As shown in the figure below, the highlighted part of the sending segment is the window we mentioned. In the window, the request can be sent even if no confirmation response is received. However, the sender will still retransmit if part of the segment is lost before the acknowledgment for the entire window arrives. To do this, the sender needs to set up a cache to hold these segments that need to be retransmitted until they receive an acknowledgment.

picture

The part outside the sliding window is the segment that has not been sent and the segment that has been received. If the segment has been acknowledged, it cannot be retransmitted, and the segment can be cleared from the buffer at this time.

In the case of receiving confirmation, the window will be slid to the position of the confirmation number in the confirmation response, as shown in the figure above, so that multiple segments can be sent simultaneously in order to improve communication performance. This kind of window is also called a sliding window ( Sliding window).

The segment sent by UDP does not need confirmation, so there is no concept of window, so the transmission efficiency of UDP is relatively high.

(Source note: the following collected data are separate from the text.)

PR #172, opened 2015-05-05
Lowered severity of PyInstaller import error

pidydx:
This isn't really an error for the majority of cases where build.py is getting loaded so lowering to a warning to clear up logs.  New users have also reported feelings of confusion and doubt when encountering this error.

[Review on Reviewable](https://reviewable.io/reviews/google/grr/172)

### DIFF
--- a/lib/build.py
+++ b/lib/build.py
@@ -22,7 +22,7 @@ import distorm3
 try:
   from PyInstaller import main as PyInstallerMain
 except ImportError:
-  logging.error("PyInstaller missing")
+  logging.warn("PyInstaller missing")
 
 from grr.lib import config_lib
 from grr.lib import rdfvalue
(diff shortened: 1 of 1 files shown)


lib/build.py
```diff
@@ -22,7 +22,7 @@
 try:
   from PyInstaller import main as PyInstallerMain
 except ImportError:
-  logging.error("PyInstaller missing")
+  logging.warn("PyInstaller missing")
```
destijl: I think we should just make this pass with no message, and let it blow up if someone actually tries to build a client without it.  Add a comment like:

```
# We ignore this failure since most people running the code don't build their own clients and printing an error message causes confusion.  Those building their own clients will need PyInstaller installed.
```

destijl:
LGTM

---

Reviewed files:
- lib/build.py @ r2

---



Comments from the [review on Reviewable.io](https://reviewable.io:443/reviews/google/grr/172)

Differences in usage scenarios

There are differences between TCP and UDP in terms of efficiency, segment, flow control, and connection management. These differences lead to different choices for application scenarios. Since each packet of TCP needs to be confirmed, TCP is not suitable for transmitting data. For scenarios such as this one, it is good to use UDP; for example, Ping and DNS Lookup, this type of operation only needs a simple request/return, and does not need to establish a connection, and UDP is enough. For example, the HTTP protocol needs to consider the reliability of the request and response. In this scenario, the TCP protocol should be used. However, for application layer protocols such as HTTP 3.0, from the functional perspective, we have not found too many optimization points, but we want to optimize the network. To the extreme, UDP will be used as the underlying technology, and then reliability will be solved on the basis of UDP.